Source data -

PR #828, opened 2018-11-13
Fix wrong type definition on LocaleUtils

lukyth:
Every `locale` has `en` as the default value so they're optional. Source: https://github.com/gpbl/react-day-picker/blob/master/src/addons/MomentLocaleUtils.js#L5


gpbl:
Awesome, thanks!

Requirement - Write every entry out again, exactly as it stands.

Exercise solution -
PR #828, opened 2018-11-13
Fix wrong type definition on LocaleUtils

lukyth:
Every `locale` has `en` as the default value so they're optional. Source: https://github.com/gpbl/react-day-picker/blob/master/src/addons/MomentLocaleUtils.js#L5


gpbl:
Awesome, thanks!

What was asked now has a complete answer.